TASK DESCRIPTION: Please restate exactly what appears in the records below from the first line to the line where "Run tests in a separate container." is, that line included.

(Stored data)

PR #1464, opened 2015-09-23
Remove 'defer' line that can never execute

bboreham:
The loop entered just after this line has no `break` or `return` statements, so the function never exits.

(barring `panic`, and we do not use `recover`)


rade:
I'd rather keep that line; it's there so we do not need to reason about whether the loop can terminate.

PR #1469, opened 2015-09-25
Run tests in a separate container.

### LINKED ISSUE #1204: Don't run unit tests in build container
https://github.com/weaveworks/weave/pull/1120#issuecomment-123014932

tomwilkie:
Fixes #1204

### DIFF
--- a/test/image/test.sh
+++ b/test/image/test.sh
@@ -1,0 +1,33 @@
+#!/bin/sh
+set -e
+
+GOPATH=/home/go
+export GOPATH
+
+WEAVE_SRC=$GOPATH/src/github.com/weaveworks/weave
+
+# Expect that the weave repo will be bind-mounted into $GOPATH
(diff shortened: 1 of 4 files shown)


tomwilkie:
@dpw do you mind reviewing?

test/image/test.sh
```diff
@@ -0,0 +1,33 @@
+#!/bin/sh
+set -e
+
+GOPATH=/home/go
+export GOPATH
+
+WEAVE_SRC=$GOPATH/src/github.com/weaveworks/weave
+
+# Expect that the weave repo will be bind-mounted into $GOPATH
```
dpw: I'm not sure this check is needed here.  It's done in the build container because part of the point of that is to make it easier for people outside of weaveworks to build weave.  But it looks like this container image will be used in a much more particular context, and won't be documented for outside use.

dpw:
Looks generally fine, see the comment.

Issue #1286, opened 2015-08-11
Switch to tools.git


tomwilkie:
Move gce.sh, scheduled and test runner there.

rade:
I have no idea what this issue is about. Please add a bit more detail.

tomwilkie:
I've made https://github.com/weaveworks/tools for a place to put scripts shared between weave, scope and the service.  Things like the lint script, the test script, the cover merge tool etc.  We should make weave.git use these tools, so that improvements are shared between projects.

Here is the scope change to use these scripts: https://github.com/weaveworks/scope/pull/354

tomwilkie:
Next up I want to move the runner and the gee script into build tools.git

PR #1470, opened 2015-09-25
Use test script from tools.git

tomwilkie:
Part of #1286


Makefile
```diff
@@ -44,6 +44,9 @@ NETGO_CHECK=@strings $@ | grep cgo_stub\\\.go >/dev/null || { \
 	echo "    sudo go install -tags netgo std"; \
 	false; \
 }
+ENSURE_TOOLS=@if [ ! -d .tools ]; then \
+	git clone https://github.com/weaveworks/tools.git .tools/;\
+fi
```
rade: That seems like an odd way to do this. Why not just have a rule with `.tools` as a target and the `git clone` as the action?

rade:
@dpw mind taking a look at this?

dpw:
I really don't like the fact that this clones master of the tools repo.  The consequence of that is that a version of codebase that built today might not build tomorrow, due to a change in `tools`.  (And, yes, I don't like golang's package system for exactly that reason.)

So we should specify the version of tools that we clone.  But that raises the question, why not just use git submodules?  I'm no great fan of git submodules, but I'd rather we used it than ad-hoc substitute.  The `git submodule update` invocation can be incorporated into the Makefile so that there is no need to run it explicitly.

Makefile
```diff
@@ -108,8 +108,14 @@ $(WEAVE_EXPORT): $(IMAGES_UPTODATE)
 $(DOCKER_DISTRIB):
 	curl -o $(DOCKER_DISTRIB) $(DOCKER_DISTRIB_URL)
 
-tests: $(COVER_EXE)
-	@test/units.sh
+tests: $(COVER_EXE) .tools
+	.tools/test
+
+lint: .tools
```
rade: this needs adding to `.PHONY`.

rade:
> why not just use git submodules?

indeed.

tomwilkie:
@dpw PTAL

dpw:
I don't see a reason to hide this away in `.tools`.  There seems to be some confusion in the Makefile changes whether it is `tools` or `.tools`.  (Though note that there are some obsolete references to a `tools` directory in `.gitignore` that should have been cleaned up in 795d0edc73).

A separate suggestion, and I can imagine the hassle of fixing this now, but while I'm looking at it: I don't think calling the repo "tools" is great.  Such over-generic names tend to lead to unkempt dumping grounds of unrelated stuff, in my experience.  That already looks like it might be the case: What does the socks thing have in common with the other contents of that repo?  So it might be better to call it build-tools (that seems an apt description of the rest of the contents) and remove the socks thing.

tomwilkie:
- moved .tools -> tools
- renamed tools.git to build-tools.git
- raised separate issue for socks: https://github.com/weaveworks/build-tools/issues/4
- tidy up confusion in Makefile
- removed references to tools from .gitignore

dpw:
Looks ok.  Are the circleci failures significant?

tomwilkie:
Yes in this case they are; need to think on how to fix that.

PR #1471, opened 2015-09-25
Publish latest images from CI on successful builds.

### LINKED ISSUE #1295: publish latest images from CI
Currently, we publish snapshot builds once in a while manually, however it would be much easier if this was done via CI once tests passed. This way some of our users as well as members of the team could test latest code quicker.

tomwilkie:
This time rebuild without instrumentation first.

Fixes #1295

### DIFF
--- a/Makefile
+++ b/Makefile
@@ -1,7 +1,7 @@
 PUBLISH=publish_weave publish_weaveexec
 
 .DEFAULT: all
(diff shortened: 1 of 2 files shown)


Makefile
```diff
@@ -120,10 +120,12 @@ endif
 
 publish: $(PUBLISH)
 
-clean:
+clean-bin:
```
rade: this needs adding to `.PHONY`

Issue #1472, opened 2015-09-25
"weave launch --log-level=debug" makes "weave env" choke


dpw:
With current master:

```
# weave launch --log-level=debug
# weave env
weaveproxy container is not present. Have you launched it?
```

It works in 1.1.0.

PR #1474, opened 2015-09-25
[proxy] use a container-local unix socket to get the address, instead of logs

### LINKED ISSUE #1453: launching proxy fails with non-default logging driver
I've tested it on latest CoreOS 808.0.0 (alpha) that ships with Docker 1.8.2 and runs it with `--log-driver=journald` and got this

```
Sep 21 19:08:41 core-01 weave[1357]: The weaveproxy container has died. Consult the logs with 'docker logs weaveproxy' for further details.
```
where `docker logs weaveproxy` says:
```
"logs" command is supported only for "json-file" logging driver (got: journald)
```

paulbellamy:
Fixes #1453 and, #1472

### DIFF
--- a/weave
+++ b/weave
@@ -668,7 +668,9 @@ http_call_unix() {
     http_verb="$3"
     url="$4"
     shift 4
+    # NB: requires curl >= 7.40
     output=$(docker exec $container curl -s -S -X $http_verb --unix-socket $socket "$@" http:$url)
+    # in some docker versions, `docker exec` does not fail when the executed command fails
     [ -n "$output" ] || return 1
     echo $output
 }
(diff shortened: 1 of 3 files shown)


weave
```diff
@@ -700,17 +711,19 @@ wait_for_status() {
...
+wait_for_status_unix() {
+    err_msg=$(death_msg $1)
+    while true ; do
+        http_call_unix $1 status.sock GET /status >/dev/null 2>&1 && return 0
+        if ! container_id $1 >/dev/null 2>&1 ; then
+            echo "$err_msg" >&2
+            return 1
+        fi
+        fractional_sleep 3.1
+    done
```
rade: Surely there must be a way to refactor `wait_for_status_unix` and `http_call_unix` to avoid all the duplication with `wait_for_status` and `http_call`.

paulbellamy: None that's actually shorter, unless there's some shell trickery I'm missing.

weave
```diff
@@ -663,6 +663,17 @@ http_call_ip() {
...
 
+http_call_unix() {
+    container="$1"
+    socket="$2"
+    http_verb="$3"
+    url="$4"
+    shift 4
+    output=$(docker exec $container curl -s -S -X $http_verb --unix-socket $socket "$@" http:$url)
+    [[ -n "$output" ]] || return 1
+    echo $output
```
rade: Why do we need all this output capture & checking? Does the `docker exec` not fail when the curl fails? and why do we not have a `--connect-timeout 3` here?

paulbellamy: `docker exec` on docker 1.3 does not fail when the command fails.

`--connect-timeout` is a bit useless with unix sockets, as they fail instantly.

rade: > `docker exec` on docker 1.3 does not fail when the command fails.

oh. in what version of docker did this get fixed?

paulbellamy: Not sure. It's not mentioned in their changelog. Might have been with the move to libcontainer.

rade:
The CircleCI tests are timing out.

Please review my refactor commit. The only behavioural change is the retry reduction. I think that is correct; the 3s connect timeout in the normal status case doesn't usually kick in; if there is nothing listening then curl instantly fails.

paulbellamy:
The retry reduction means we're doing 10 docker execs/second until the proxy starts. that seems a bit excessive to me.

rade:
It's not excessive and exactly what happens with the router. We don't a delay of several seconds in `weave launch`. There was an issue/PR to address precisely that.

paulbellamy:
With the router we're just doing an http request, not a docker exec, though.

rade:
meh

paulbellamy:
I had accidentally used `[[` which broke the `--local` test.

PR #1477, opened 2015-09-29
rewrite /etc/hosts in containers

### LINKED ISSUE #1374: Docker 1.8+ breaks resolution of unqualified names
I was able to use Weave 1.0.2 with experimental Docker, but it turns out that short hostnames are not working as expected due to `/etc/hosts` being populated with entries _dynamically_.

I've [used Docker Machine](http://sirile.github.io/2015/07/02/using-docker-18-experimental-with-docker-machine-and-virtualbox-driver-boot2docker.html) to setup a test VM and it gave me docker/docker@5dadfa8 build from Aug 26 17:33:57 UTC 2015.

inercia:
Fix #1374 by rewritting `/etc/hosts` in containers.

* So far we have been rewritting `/etc/hosts` only when attaching from the proxy, but we must also do it when running `weave run`.
* We do not rewrite `/etc/hosts` when running `weave attach`
* When rewritting hosts, we also add any extra hosts provided with `--add-host` arguments.

This PR also removes `weavehosts` and rewrites `/etc/hosts` from the `weave` script.

_Note_: this branch is currently based on `experimental_docker`, so it must be rebased on `master` before merging...


rade:
> When rewritting hosts, we filter out any `X` hostname in `/etc/hosts` where `X.bridge` also exists.

I [thought](https://github.com/weaveworks/weave/issues/1374#issuecomment-141422996) we were going to create an `/etc/hosts` from scratch, rather than filtering.

proxy/proxy.go
```diff
@@ -330,8 +330,14 @@ func (proxy *Proxy) attach(container *docker.Container) error {
 	Log.Infof("Attaching container %s with WEAVE_CIDR \"%s\" to weave network", container.ID, strings.Join(cidrs, " "))
 	args := []string{"attach"}
 	args = append(args, cidrs...)
-	if !proxy.NoRewriteHosts {
-		args = append(args, "--rewrite-hosts")
+	if proxy.NoRewriteHosts {
+		args = append(args, "--no-rewrite-hosts")
+	} else {
+		if container.HostConfig != nil {
```
rade: `else if`

weave
```diff
@@ -813,6 +813,16 @@ dns_args() {
...
 }
 
+rewrite_hosts() {
+    path=$(docker inspect -f '{{.HostsPath}}' $CONTAINER)
+    name=$(docker inspect -f '{{.Config.Hostname}}' $CONTAINER)
+    containers_path="$(dirname $(dirname "$path"))"
+    docker run --rm \
+        -v "$containers_path":"$containers_path" \
+        --entrypoint=/bin/sh \
+        $EXEC_IMAGE -c "/usr/bin/weavehosts $path $name $ALL_CIDRS"
```
rade: why can't we just invoke `weavehosts` directly, as we used to?

weave
```diff
@@ -813,6 +813,16 @@ dns_args() {
     fi
 }
 
+rewrite_hosts() {
+    path=$(docker inspect -f '{{.HostsPath}}' $CONTAINER)
+    name=$(docker inspect -f '{{.Config.Hostname}}' $CONTAINER)
```
rade: using a single `docker inspect`, as we used to, is more efficient.

weave
inercia: Because it depends on the path that leads to this call. `docker run` -> `weaveproxy` -> `weave attach` was ok, because `weaveproxy` is being launched with `-v "$containers_path":"$containers_path"`. But that does not happen when running `weave run` or just `weave attach`: the containers path is not being mounted, so we cannot rewrite `/etc/hosts`

weave
inercia: Ok, I'll use a simple `docker inspect` and then split the output.

proxy/proxy.go
inercia: I'll fix.

weave
rade: I see.

But in that case, couldn't we mount just the specific file instead of the dir?

Also, why is the entrypoint `/bin/sh` instead of `/usr/bin/weavehosts`? Seems like an unnecessary indirection.

inercia: > I see. Do we still need the volume mount in the proxy then?

Not sure but probably not. I'll investigate if there are more usages.

> Also, couldn't we mount just the specific file instead of the dir? 

Not sure about how these Docker mounts work, but probably not, as we `delete("/etc/hosts")` and then `create("/etc/hosts")`, so we probably need the whole dir for creating the new hosts.

> And perhaps mount it in a fixed location - mounting it in some path-which-could-be-anywhere seems kinda dangerous.

If we mount `<some_path>/hosts` at `/tmp/<some_other_path>`, what should `<some_other_path>` be? Not sure that using a fixed path is safer than a _"random"_ path...

> Also, why is the entrypoint `/bin/sh` instead of `/usr/bin/weavehosts`? Seems like an unnecessary indirection.

Probably. I will change it.

rade: > Not sure that using a fixed path is safer than a "random" path..

It is safer because it prevents accidentally mounting over some dir needed by the container.

inercia: Ok. Could you suggest a mount point on the container?

inercia:
@rade Should we modify `/etc/hosts` when the user launches the container with `weave run --without-dns`? The `--without-dns` sounds to me like _"please do not put any of your DNS tricks"_

rade:
> The `--without-dns` sounds to me like _"please do not put any of your DNS tricks"_

agreed.

weave
rade: `/containers`?

weave
```diff
@@ -806,6 +806,19 @@ dns_args() {
     fi
 }
 
+rewrite_hosts() {
+    hosts_path_and_name=$(docker inspect -f '{{.HostsPath}} {{.Config.Hostname}}' $CONTAINER)
+    hosts=$(echo $hosts_path_and_name | cut -f1 -d" ")
+    name=$(echo $hosts_path_and_name | cut -f2 -d" ")
+    containers_path="$(dirname $(dirname "$hosts"))"
```
rade: why not just *one* `dirname`?

weave
```diff
@@ -806,6 +806,19 @@ dns_args() {
...
+    mnt="/containers"
+    mnt_hosts=$(echo $hosts | sed 's|'$containers_path'|'$mnt'|g')
```
rade: related to the `dirname` question... why isn't this just `$mnt/$(basename "$hosts"))`?

weave
inercia: Well, it does the same thing [launch_proxy](https://github.com/weaveworks/weave/blob/master/weave#L1203) does... Only one `dirname` would result in `/containers/[hosts, resolv.conf, ...]`, so `/containers` wouldn't contain _containers_ anymore but only the current container...  I don't mind if you prefer it this way...

weave
inercia: Yes, if we remove the two `dirname`s, this can be simplified...

weave
inercia: Done.

weave
inercia: Done.

weave
rade: >  so `/containers` wouldn't contain containers anymore but only the current container

That is actually very desirable. Unlike the proxy, we only need access to the dir of one container.

Obviously we should change the dir name to `/container`.

weave
```diff
@@ -806,6 +806,19 @@ dns_args() {
...
+    hosts=$(echo $hosts_path_and_name | cut -f1 -d" ")
+    name=$(echo $hosts_path_and_name | cut -f2 -d" ")
+    containers_path="$(dirname "$hosts")"
+    mnt="/container"
+    mnt_hosts="$mnt/$(basename $hosts)"
+    docker run --rm \
+        -v "$containers_path":"$mnt" \
+        --entrypoint=/usr/bin/weavehosts \
+        $EXEC_IMAGE $mnt_hosts $name $ALL_CIDRS
+}
```
rade: The quoting is all over the place here. I'd ditch it all.

bboreham:
Does this change mean we invoke `weavehosts` via Docker every time, even when run from the proxy?  Slowing the proxy down like that would be a shame.

rade:
https://github.com/weaveworks/weave/pull/1477#issuecomment-144032662 still needs answering.

inercia:
> I thought we were going to create an /etc/hosts from scratch, rather than filtering.

We are creating `/etc/hosts` from scratch, but the way we were re-creating it was by copying the contents from the old one. I think it is reasonable to also remove any `X.bridge` name we find there...

rade:
>  but the way we were re-creating it was by copying the contents from the old one

why bother copying anything?

inercia:
> Does this change mean we invoke weavehosts via Docker every time, even when run from the proxy? Slowing the proxy down like that would be a shame.

@bboreham we could run `weavehosts` in two different modes, _with_ or _without_ the container, but that would mean adding some logic depending on how `weave attach` was being invoked... Maybe the proxy could use an undocummented `weave attach --no-weavehosts-container` flag...

rade:
> we could run weavehosts in two different modes

Sounds fiddly. I doubt it's worth the hassle.

inercia:
>> but the way we were re-creating it was by copying the contents from the old one
> why bother copying anything?

Because it is safer: we don't know the contents of `/etc/hosts`.

inercia:
> > we could run weavehosts in two different modes

> Sounds fiddly. I doubt it's worth the hassle.

I think so too.

rade:
> Because it is safer: we don't know the contents of `/etc/hosts`.

That actually makes it *less* safe. The `/etc/hosts` is created by docker. We have no idea what changes they are going to be introducing that breaks weave. So we should create our own instead.

bboreham:
> I doubt it's worth the hassle.

Unless the user's docker has defaulted to vfs...

inercia:
> That actually makes it less safe. The /etc/hosts is created by docker. We have no idea what changes they are going to be introducing that breaks weave. So we should create our own instead.

Are we sure there is nothing there that could have been written by someone else? What if some process in the container adds something to `/etc/hosts` and then we `attach` and replace `/etc/hosts` by our copy? There must be a reason why we have been copying it so far, and @bboreham probably knows it...

rade:
>  There must be a reason why we have been copying it so far

It was The Simplest Thing That Could Possibly Work.

Unfortunately there is no longer *any* Way That Could Possibly Work that doesn't potentially break something.

>  What if some process in the container adds something to `/etc/hosts` and then we attach and replace `/etc/hosts` by our copy? 

Umm. Should we do anything at all on dynamic attach? We don't right now. Dynamically attached containers typically won't have their resolver set to weavedns, so name resolution won't work anyway. NB: We probably *should* rewrite /etc/hosts on `weave run`.

inercia:
> Umm. Should we do anything at all on dynamic attach? 

We are dynamically `attach`ing when using the proxy, right? Can we be sure the contents of `/etc/hosts` have not been modified when the `attach` is performed?

> We probably should rewrite `/etc/hosts` on `weave run`

This PR could affect three different use cases:
1. `weave run`
2. `docker run` && `weave attach`
3. the proxy && `docker run`

So far we have been rewriting `/etc/hosts` only in case _(3)_, when you are suggesting we should only do it in case _(1)_. Is that right?

Do you mean rewriting with filtering, or just writing a fresh version of `/etc/hosts`?

rade:
> We are dynamically attaching when using the proxy, right? Can we be sure the contents of `/etc/hosts` have not been modified when the attach is performed?

Yes, because the container will be waiting in `weavewait` until weave networking has been set up.

> you are suggesting we should only do it in case (1). Is that right?

(1) and (3).

> Do you mean rewriting with filtering, or just writing a fresh version of `/etc/hosts`?

I am arguing that we should do the latter.

inercia:
> > Do you mean rewriting with filtering, or just writing a fresh version of /etc/hosts?

> I am arguing that we should do the latter.

Ok. In that case I think we don't need `weavehosts` at all: we can use some bash scripting...

inercia:
Currently failing on `200_dns_test.sh` with no error messages... unrelated?

rade:
does that test work for you locally?

inercia:
@rade I've just found the error... it's strange it didn't fail in my local machine... :confused:

test/Vagrantfile
```diff
@@ -22,8 +22,8 @@ def configure_docker(host, hostname, ip)
 
   host.vm.synced_folder ".", "/vagrant", disabled: true
 
-  host.vm.provision :shell, :inline => "sudo apt-key adv --keyserver hkp://p80.pool.sks-keyservers.net:80 --recv-keys 58118E89F3A912897C070ADBF76221572C52609D"
-  host.vm.provision :shell, :inline => "echo deb https://apt.dockerproject.org/repo ubuntu-vivid main > /etc/apt/sources.list.d/docker.list"
+  host.vm.provision :shell, :inline => "sudo apt-key adv --keyserver hkp://p80.pool.sks-keyservers.net:80 --recv-keys --recv-keys 58118E89F3A912897C070ADBF76221572C52609D"
+  host.vm.provision :shell, :inline => "echo deb https://apt.dockerproject.org/repo ubuntu-vivid experimental > /etc/apt/sources.list.d/docker.list"
```
rade: surely this change shouldn't be here.

vagrant-common.rb
```diff
@@ -13,9 +13,9 @@ def install_build_deps(vm, pkgs)
   vm.provision :shell, :inline => <<SCRIPT
 export DEBIAN_FRONTEND=noninteractive
 apt-key adv \
-  --keyserver hkp://p80.pool.sks-keyservers.net:80 \
+  --keyserver hkp://p80.pool.sks-keyservers.net:80 --recv-keys \
   --recv-keys 58118E89F3A912897C070ADBF76221572C52609D
-echo 'deb https://apt.dockerproject.org/repo ubuntu-vivid main' \
+echo 'deb https://apt.dockerproject.org/repo ubuntu-vivid experimental' \
```
rade: surely this change shouldn't be here.

weave
```diff
@@ -107,6 +107,7 @@ exec_remote() {
         -e WEAVE_PASSWORD \
         -e WEAVE_PORT \
         -e WEAVE_CONTAINER_NAME \
+        -e DNS_EXTRA_HOSTS_ARGS \
```
rade: why?

weave
```diff
@@ -238,14 +239,17 @@ elif [ "$1" = "run" -a -z "$IS_LOCAL" ] ; then
...
         DNS_ARGS=$(exec_remote dns-args "$@" || true)
+        DNS_EXTRA_HOSTS_ARGS=$(exec_remote dns-extra-hosts "$@" || true)
+        ATTACH_ARGS="$ATTACH_ARGS --rewrite-hosts"
     fi
     shift $(dns_arg_count "$@")
     collect_cidr_args "$@"
     shift $CIDR_ARG_COUNT
-    CONTAINER=$(docker $DOCKER_CLIENT_ARGS run -e WEAVE_CIDR=none $DNS_ARGS -d "$@")
-    exec_remote attach $CIDR_ARGS --or-die $CONTAINER >/dev/null
+    CONTAINER=$(docker $DOCKER_CLIENT_ARGS run -e WEAVE_CIDR=none $DNS_ARGS $DNS_EXTRA_HOSTS_ARGS -d "$@")
```
rade: why do we have `$DNS_EXTRA_HOSTS_ARGS` in here? They will be in `$@` too, surely.

weave
```diff
@@ -1444,6 +1505,8 @@ case "$COMMAND" in
         echo $RES
         ;;
     attach)
+        extra_hosts=
+        rewrite_hosts=
```
rade: why the lower-case? We use all-caps var names (nearly) everywhere else.

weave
PR #1479, opened 2015-09-29
prevent ConnectionMaker.ConnectionTerminated race

### LINKED ISSUE #1478: race can lead to multiple concurrent connection attempts to same target
Apply
```patch
diff --git a/router/connection.go b/router/connection.go
index e3967ec..810c419 100644
--- a/router/connection.go
+++ b/router/connection.go
@@ -360,6 +360,7 @@ func (conn *LocalConnection) shutdown(err error) {
                conn.forwarder.Stop()
        }
 
+       time.Sleep(1 * time.Minute)
        conn.Router.ConnectionMaker.ConnectionTerminated(conn.remoteTCPAddr, err
 }
```

and then
```
host1$ weave launch
host2$ weave launch host1
host1$ weave stop
host2$ weave status connections
-> 192.168.48.11:6783    failed      dial tcp4 192.168.48.11:6783: connection refused, retry: 2015-09-29 13:53:41.831462406 +0000 UTC
host2$ sleep 60
host2$ weave status connections
-> 192.168.48.11:6783    failed      read tcp4 192.168.48.11:6783: connection reset by peer, retry: 2015-09-29 13:55:09.21609408 +0000 UTC
```

This shows an incorrect change of the reported error - the "connection reset by peer" comes from the original failure when we stopped the other peer and stomps on the subsequent "connection refused" error.

However, with slightly different timing, namely the `ConnectionTerminated` occurring when there is an ongoing connection attempt, we can get multiple concurrent connection attempts to the same target. This breaks a pretty important invariant of the `ConnectionMaker`, so there may be other bad effects.

rade:
Fixes #1478.

### DIFF
--- a/router/connection.go
+++ b/router/connection.go
@@ -319,6 +319,7 @@ func (conn *LocalConnection) run(actionChan <-chan ConnectionAction, finished ch
 	if err = conn.initHeartbeats(); err != nil {
 		return
 	}
+	conn.Router.ConnectionMaker.ConnectionCreated(conn)
 
 	go conn.receiveTCP(intro.Receiver)
 	err = conn.actorLoop(actionChan)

TASK OUTPUT:
PR #1464, opened 2015-09-23
Remove 'defer' line that can never execute

bboreham:
The loop entered just after this line has no `break` or `return` statements, so the function never exits.

(barring `panic`, and we do not use `recover`)


rade:
I'd rather keep that line; it's there so we do not need to reason about whether the loop can terminate.

PR #1469, opened 2015-09-25
Run tests in a separate container.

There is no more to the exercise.